WORKING DATA
►

PR #27870, opened 2019-08-26
Fix 5 warnings in PhysicsTools/MVATrainer

mrodozov:
#### PR description:
Fixes gcc9 warnings

#### PR validation:

Builds without warnings.

### DIFF
--- a/PhysicsTools/MVATrainer/src/LeastSquares.cc
+++ b/PhysicsTools/MVATrainer/src/LeastSquares.cc
@@ -291,6 +291,7 @@ namespace PhysicsTools {
             break;
           } else
             pos = (Position)(pos + 1);
+          [[fallthrough]];
         case POS_WEIGHTS:
           loadVector(elem, n + 1, weights);
           break;
--- a/PhysicsTools/MVATrainer/src/MVATrainer.cc
+++ b/PhysicsTools/MVATrainer/src/MVATrainer.cc
@@ -521,8 +521,8 @@ namespace PhysicsTools {
 
     static struct NameExpect {
       const char *tag;
-      bool mandatory;
-      DOMElement **elem;
+      bool mandatory = false;
+      DOMElement **elem = nullptr;
     } const expect[] = {{"input", true, &xmlInput},
                         {"config", true, &xmlConfig},
                         {"output", true, &xmlOutput},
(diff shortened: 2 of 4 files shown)


mrodozov:
please test

guitargeek:
H! Don't you think it would be better to just delete that package? I did some background research on that package some time ago, and it's even older than TMVA. IMHO there is not point in supporting that code and spending time fixing bugs here. Everyone is now either using TMVA or the Python data science ecosystem to train their MVAs.

The only remaining use of that package is within the TopQuarkAnalysis subsystem, where a few tweaks are needed to remove the dependence [1]. It's probably okay to remove the bits of code there that depend on the MVATrainer, as I doubt the TopQuarkAnalysis subsystem is used (seems to date back even to Tevatron times).

What do you think?

[1] https://github.com/cms-sw/cmssw/compare/master...guitargeek:MVATrainer#diff-e90179e3c3ae80c89460b684461cc835

mrodozov:
would you confirm that's the difference 
https://github.com/cms-sw/cmssw/compare/master...guitargeek:MVATrainer ?
because the other link doesn't show any difference (github has its issues) 
Then I can rework the PR

guitargeek:
Yes you are right. Thanks, I updated the link in my post.

Alright then, I will do a PR with the removal of the package and refer to your gcc warnings PR to exemplify how leaving the MVATrainer in the release can be annoying because it raises new warnings for every major gcc version bump. Can you please leave this PR open until the release managers decided if they want to remove the package or not? Do you agree with this procedure?

mrodozov:
> Can you please leave this PR open until the release managers decided if they want to remove the package or not? Do you agree with this procedure?

Yes it fine with me.

PhysicsTools/MVATrainer/src/LeastSquares.cc
```diff
@@ -291,6 +291,7 @@ namespace PhysicsTools {
             break;
           } else
             pos = (Position)(pos + 1);
+          [[fallthrough]];
```
fabiocos: @santocch I do not see why this should not be a ```break```, could you please cross check?

fabiocos:
hold

this PR becomes obsolete if #27888 is integrated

◄

BRIEF
Report each line of the data that includes the string "mandatory".

RESULT BELOW
-      bool mandatory;
+      bool mandatory = false;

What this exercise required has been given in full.